In the popular imagination, the AI alignment debate is between those who say everything is hopeless, and others who tell us there is nothing to worry about.
Leopold Aschenbrenner graduated valedictorian from Columbia in 2021 when he was 19 years old. He is currently a research affiliate at the Global Priorities Institute at Oxford, and previously helped run Future Fund, which works on philanthropy in AI and biosecurity.
He contends that, contrary to popular perceptions, there aren’t that many people working on the alignment issue. Not only that, but he argues that the problem is actually solvable. In this podcast, he discusses what he believes some of the most promising paths forward are. Even if there is only a small probability that AI is dangerous, a small chance of existential risk is something to take seriously.
AI is not all potential downsides. Near the end, the discussion turns to the possibility that it may supercharge a new era of economic growth. Aschebrenner and Hanania discuss fundamental questions of how well GDP numbers still capture what we want to measure, the possibility that regulation strangles AI to death, and whether the changes we see in the coming decades will be on the same scale as the internet or more important.
Listen in podcast form here, or watch on YouTube.
Links:
Leopold Aschenbrenner, “Nobody’s on the Ball on AGI Alignment.”
Collin Burns, Haotian Ye, Dan Klein, and Jacob Steinhardt, “Discovering Latent Knowledge in Language Models Without Supervision.”
Kevin Meng, David Bau, Alex Andonian, and Yonatan Belinkov, “Locating and Editing Factual Associations in GPT.”
Leopold’s Tweets:
AI Alignment as a Solvable Problem | Leopold Aschenbrenner & Richard Hanania
Thank you for the very interesting podcast, as usual. I do, however, have two comments. With all due respect, your guest added little to the conversation about AI and the alignment problem. His comments were much too vague, and he failed to address your questions directly (which were very good, by the way). More importantly, however, his analogies & metaphors about the brain were very naïve and inaccurate. Again, I do not mean to be unkind in any way, but the conversation about AI is never going to advance as long as people think about brains and brain function in outmoded (i.e., 1980s) terms. It seems that a lot of very smart people in the computer field have no understanding about biological psychology (brain function), and many other very smart people thinking about the problem from a psychological/philosophical point of view have no idea about computer technology. Hence, both groups talk past each other. Ideas like "neurons light up" or referring to the "brain" in an AI system reveal a misunderstanding of how both neurons and brains work. And, it makes me wonder how much someone actually understands about how the computer software works. As a computer-literate biological psychologist, I can tell you that they do not work in the same way.
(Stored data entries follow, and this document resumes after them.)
PR #236, opened 2021-01-06
Bump bitvec, byte slice cast, and refactor a bit

thiolliere:
status: Reviewable

I'm a bit unsure yet, if it is a good idea to implement Codec on `BitVec<_, T>` when `T` (`BitStore`) implements Codec.
We have the method `required_elements` (previously `required_bytes`) which computes for a type `T` the number of element `T` needed to store N `bits`. But I wonder if some unexpected implementation of BitStore would break assumption of `required_elements`.

I tried to find a method in BitStore to have the equivalent of `required_elements` but couldn't fine for now.

One possibility could be to implement for specific BitStore types: i.e. `u8, u16, u32, u64, Cell<u8>, ...` so that no unexpected implementation can happen. (this is trivial to do, but maybe annoying for user not to have it automatically implemented)

EDIT: I see we can use `<T as BitMemory>::BITS` to get the size of a segment. So I refactored `required_elements` to make use of it.

### DIFF
--- a/src/bit_vec.rs
+++ b/src/bit_vec.rs
@@ -63,7 +63,7 @@ impl<O: BitOrder, T: BitStore + Decode> Decode for BitVec<O, T> {
 
 			let mut result = Self::try_from_vec(vec)
 				.map_err(|_| {
-					Error::from("UNEXPECTED ERROR: `bits` is less than
+					Error::from("UNEXPECTED ERROR: `bits` is less or equal to
 					`ARCH32BIT_BITSLICE_MAX_BITS`; So BitVec must be able to handle the number of
 					segment needed for `bits` to be represented; qed")
 				})?;
--- a/src/bit_vec.rs
+++ b/src/bit_vec.rs
@@ -30,8 +30,9 @@ impl<O: BitOrder, T: BitStore + Encode> Encode for BitSlice<O, T> {
 		);
 		Compact(len as u32).encode_to(dest);
 
-		// NOTE: from `BitSlice::as_slice`: "The returned slice handle views all elements touched
-		// by self"
+		// NOTE: doc of `BitSlice::as_slice`:
+		// > The returned slice handle views all elements touched by self
+		//
 		// Thus we are sure the slice doesn't contain unused elements at the end.
 		let slice = self.as_slice();
 
--- a/src/bit_vec.rs
+++ b/src/bit_vec.rs
@@ -69,7 +69,7 @@ impl<O: BitOrder, T: BitStore + Decode> Decode for BitVec<O, T> {
 				})?;
 
 			assert!(bits as usize <= result.len());
-			unsafe { result.set_len(bits as usize); }
+			result.truncate(bits as usize);
 			Ok(result)
 		})
 	}
--- a/src/bit_vec.rs
+++ b/src/bit_vec.rs
@@ -15,51 +15,12 @@
 //! `BitVec` specific serialization.
 
 use core::mem;
-use crate::alloc::vec::Vec;
-
 use bitvec::{vec::BitVec, store::BitStore, order::BitOrder, slice::BitSlice, boxed::BitBox};
-use byte_slice_cast::{AsByteSlice, ToByteSlice, FromByteSlice, Error as FromByteSliceError};
-
-use crate::codec::{Encode, Decode, Input, Output, Error, read_vec_from_u8s};
+use crate::codec::{Encode, Decode, Input, Output, Error, decode_vec_with_len, encode_slice_no_len};
 use crate::compact::Compact;
 use crate::EncodeLike;
 
-impl From<FromByteSliceError> for Error {
-	fn from(e: FromByteSliceError) -> Error {
-		match e {
-			FromByteSliceError::AlignmentMismatch {..} =>
-				"failed to cast from byte slice: alignment mismatch".into(),
-			FromByteSliceError::LengthMismatch {..} =>
-				"failed to cast from byte slice: length mismatch".into(),
-			FromByteSliceError::CapacityMismatch {..} =>
-				"failed to cast from byte slice: capacity mismatch".into(),
-		}
-	}
-}
-
-impl<O: BitOrder, T: BitStore + ToByteSlice> Encode for BitSlice<O, T> {
-	fn encode_to<W: Output>(&self, dest: &mut W) {
-		self.to_vec().encode_to(dest)
-	}
-}
-
-/// Reverse bytes of element for element of size `size_of_t`.
-///
-/// E.g. if size is 2 `[1, 2, 3, 4]` is changed to `[2, 1, 4, 3]`.
-fn reverse_endian(vec_u8: &mut [u8], size_of_t: usize) {
-	for i in 0..vec_u8.len() / size_of_t {
-		for j in 0..size_of_t / 2 {
-			vec_u8.swap(i * size_of_t + j, i * size_of_t + (size_of_t - 1) - j);
-		}
-	}
-}
-
-/// # WARNING
-///
-/// In bitvec v0.17.4 the only implementations of BitStore are u8, u16, u32, u64, and usize.
-/// This implementation actually only support u8, u16, u32 and u64, as encoding of uszie
-/// is inconsistent between platforms.
-impl<O: BitOrder, T: BitStore + ToByteSlice> Encode for BitVec<O, T> {
+impl<O: BitOrder, T: BitStore + Encode> Encode for BitSlice<O, T> {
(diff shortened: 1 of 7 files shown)


src/bit_vec.rs
```diff
@@ -68,72 +30,75 @@ impl<O: BitOrder, T: BitStore + ToByteSlice> Encode for BitVec<O, T> {
...
-				for (i, v) in vec_u8.iter().enumerate() {
-					*aligned_u8_ptr.add(i) = *v;
-				}
+impl<O: BitOrder, T: BitStore + Decode> Decode for BitVec<O, T> {
+	fn decode<I: Input>(input: &mut I) -> Result<Self, Error> {
+		<Compact<u32>>::decode(input).and_then(move |Compact(bits)| {
+			// Otherwise it is impossible to store it on 32bit machine.
+			if bits as usize > ARCH32BIT_BITSLICE_MAX_BITS {
+				return Err("Attempt to decode a bitvec with too many bits".into());
 			}
```
thiolliere, line 60: This is a constraint to ensure the behavior is same between 32bit and 64bit machine.

src/bit_vec.rs
```diff
@@ -68,72 +30,75 @@ impl<O: BitOrder, T: BitStore + ToByteSlice> Encode for BitVec<O, T> {
 		);
 		Compact(len as u32).encode_to(dest);
 
-		let byte_slice: &[u8] = self.as_slice().as_byte_slice();
+		// NOTE: doc of `BitSlice::as_slice`:
+		// > The returned slice handle views all elements touched by self
+		//
+		// Thus we are sure the slice doesn't contain unused elements at the end.
+		let slice = self.as_slice();
```
thiolliere, line 37: Here we could also check that len is less than `ARCH32BIT_BITSLICE_MAX_BITS` otherwise it won't be able to decode.

But between panicking and having an invalid data. I think it is fine to have an invalid data. Anyway having such a big BitSlice is likely to be an error by itself.

src/bit_vec.rs
```diff
@@ -68,72 +30,75 @@ impl<O: BitOrder, T: BitStore + ToByteSlice> Encode for BitVec<O, T> {
...
-			unsafe { result.set_len(bits); }
+			let required_elements = required_elements::<T>(bits)? as usize;
+			let vec = decode_vec_with_len(input, required_elements)?;
+
+			let mut result = Self::try_from_vec(vec)
+				.map_err(|_| {
+					Error::from("UNEXPECTED ERROR: `bits` is less than
+					`ARCH32BIT_BITSLICE_MAX_BITS`; So BitVec must be able to handle the number of
+					segment needed for `bits` to be represented; qed")
+				})?;
```
thiolliere, line 69: I'm not sure how to phrase it.
Basically we have ensure `bits` is less than `ARCH32BIT_BITSLICE_MAX_BITS`.
So the number of segment needed for `bits` should be less or equal to the number of segment needed for `ARCH32BIT_BITSLICE_MAX_BITS`. which must be less or equal to the maximum number of segment allowed.

src/bit_vec.rs
```diff
@@ -68,72 +30,75 @@ impl<O: BitOrder, T: BitStore + ToByteSlice> Encode for BitVec<O, T> {
...
+/// Calculates the number of element `T` required to store given amount of `bits` as if they were
+/// stored in `BitVec<_, T>`
+///
+/// Returns an error if the number of bits + number of bits in element overflow u32 capacity.
+/// NOTE: this should never happen if `bits` is already checked to be less than
+/// `BitStore::MAX_BITS`.
+fn required_elements<T: BitStore>(bits: u32) -> Result<u32, Error> {
+	let element_bits = T::Mem::BITS as u32;
+	let error = Error::from("Attempt to decode bitvec with too many bits");
+	Ok((bits.checked_add(element_bits).ok_or_else(|| error)?  - 1) / element_bits)
```
thiolliere, line 101: This checked_add is just extra safety but I'm ok to remove it with just a comment.

src/codec.rs
```diff
@@ -601,6 +601,90 @@ macro_rules! impl_for_non_zero {
 		)*
 	}
 }
+
+/// Encode the slice without prepending the len.
+///
+/// This is equivalent to encoding all the element one by one, but it is optimized for some types.
+pub(crate) fn encode_slice_no_len<T: Encode, W: Output>(slice: &[T], dest: &mut W) {
```
thiolliere, line 608: the code of this function is just copy pasted from encode of arrays which must be same as encode of `&[T]`.

src/codec.rs
```diff
@@ -601,6 +601,90 @@ macro_rules! impl_for_non_zero {
...
+			}
+		},
+	}
+}
+
+/// Encode the slice without prepending the len.
+///
+/// This is equivalent to encoding all the element one by one, but it is optimized in some
+/// situation.
+pub(crate) fn decode_vec_with_len<T: Decode, I: Input>(
```
thiolliere, line 647: This code is just copy pasted from decode of `Vec<T>` so it can be used by bitvec.

cheme (approved):
LGTM.

src/bit_vec.rs
thiolliere: I do this limitation because the size of BitVec is limited, see panic paragraph in https://docs.rs/bitvec/0.20.1/bitvec/vec/struct.BitVec.html#method.from_vec
it is not related to the BitStore type.

But I guess I'm overdoing here, and we could just fail to decode on 32bit plateform when bitvec doesn't handle it maybe. I wanted to make parity-scale-codec having the exact same behavior regardless if plateform is 32bit or 64bit

src/bit_vec.rs
thiolliere: but I wanted to insist that it is an internal error. Maybe it is actually better to panic with `expect("...; qed")`

src/bit_vec.rs
```diff
@@ -177,34 +142,33 @@ mod tests {
...
+
+		assert_eq!(Ok(0), required_elements::<u64>(0));
+		assert_eq!(Ok(1), required_elements::<u64>(1));
+		assert_eq!(Ok(1), required_elements::<u64>(63));
+		assert_eq!(Ok(1), required_elements::<u64>(64));
+		assert_eq!(Ok(2), required_elements::<u64>(65));
 	}
 
 	#[test]
-	#[cfg_attr(miri, ignore)] // BitVec error due to outdated version of bitvec
```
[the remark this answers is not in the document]
thiolliere: yes but compiled with `release` it take one or two minutes I think no ?

src/bit_vec.rs
cheme: As long as the user understood it is a limitation from the bitvec crate, it is fine.

src/bit_vec.rs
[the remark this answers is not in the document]
cheme: didn't try with release, that is a good point (still one or two minutes is not really fast, but I may not run it locally everyday so I won't complain).

src/codec.rs
```diff
@@ -601,6 +601,90 @@ macro_rules! impl_for_non_zero {
...
+			for item in slice.iter() {
+				item.encode_to(dest);
+			}
+		},
+	}
+}
+
+/// Encode the slice without prepending the len.
+///
+/// This is equivalent to encoding all the element one by one, but it is optimized in some
```
bkchr, line 645:
```suggestion
/// This is equivalent to decode all elements one by one, but it is optimized in some
```

bkchr (approved):

src/codec.rs
```diff
@@ -601,6 +601,90 @@ macro_rules! impl_for_non_zero {
...
+		encode_to(slice, dest),
+		{
+			for item in slice.iter() {
+				item.encode_to(dest);
+			}
+		},
+	}
+}
+
+/// Encode the slice without prepending the len.
```
thiolliere, line 643:
```suggestion
/// Decode the slice (without prepended the len).
```

src/bit_vec.rs
```diff
@@ -68,72 +30,75 @@ impl<O: BitOrder, T: BitStore + ToByteSlice> Encode for BitVec<O, T> {
...
-
-			let mut result = Self::from_vec(aligned_vec);
-			assert!(bits <= result.len());
-			unsafe { result.set_len(bits); }
+			let required_elements = required_elements::<T>(bits)? as usize;
+			let vec = decode_vec_with_len(input, required_elements)?;
+
+			let mut result = Self::try_from_vec(vec)
+				.map_err(|_| {
+					Error::from("UNEXPECTED ERROR: `bits` is less than
```
thiolliere, line 66:
```suggestion
					Error::from("UNEXPECTED ERROR: `bits` is less or equal to
```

ChatGPT, Lobster Gizzards, and Intelligence
https://everythingisbiology.substack.com/p/chatgpt-lobster-gizzards-and-intelligence
Eventually, AI will — to a greater or lesser extent — be able to mimic what natural systems do. But, it will not be creating the output like natural systems do. To confuse the two is a serious problem in two respects. First, it leads you to believe that artificial intelligence actually is "intelligence" (as we currently define it), and it leads you to believe that the biological systems with which you interact every day (spouses, partners, children, pets, plants) work like computers. Neither is true and both lead to wrongheaded decisions. The former will lead you to rely on AI as if it really were "intelligent," and the latter will lead you to think that you can manipulate biological systems by simply "tweaking" their algorithms (as did the behaviorists, or, as do totalitarian political regimes).
So, I think that Jobst Landgrebe and philosopher Barry Smith were correct in their assessment of AI. However, in their book you will note that they, too, have very anachronistic ideas about what intelligence is and how natural systems operate cognitively.
I would like to see both computer scientists and biological psychologists come to more sophisticated understandings of each other's fields. That will certainly help with the issues of alignment about which you spoke in your podcast.
In any event, thank you very much for another great podcast. Sincerely, Frederick
I found the guest very difficult to understand, slurring his words, talking at high speed, filling the blanks with “I mean… just… sort of… like… you know…” which drowned the message. Unfortunately, I couldn’t gain much from this interview despite the interesting topic.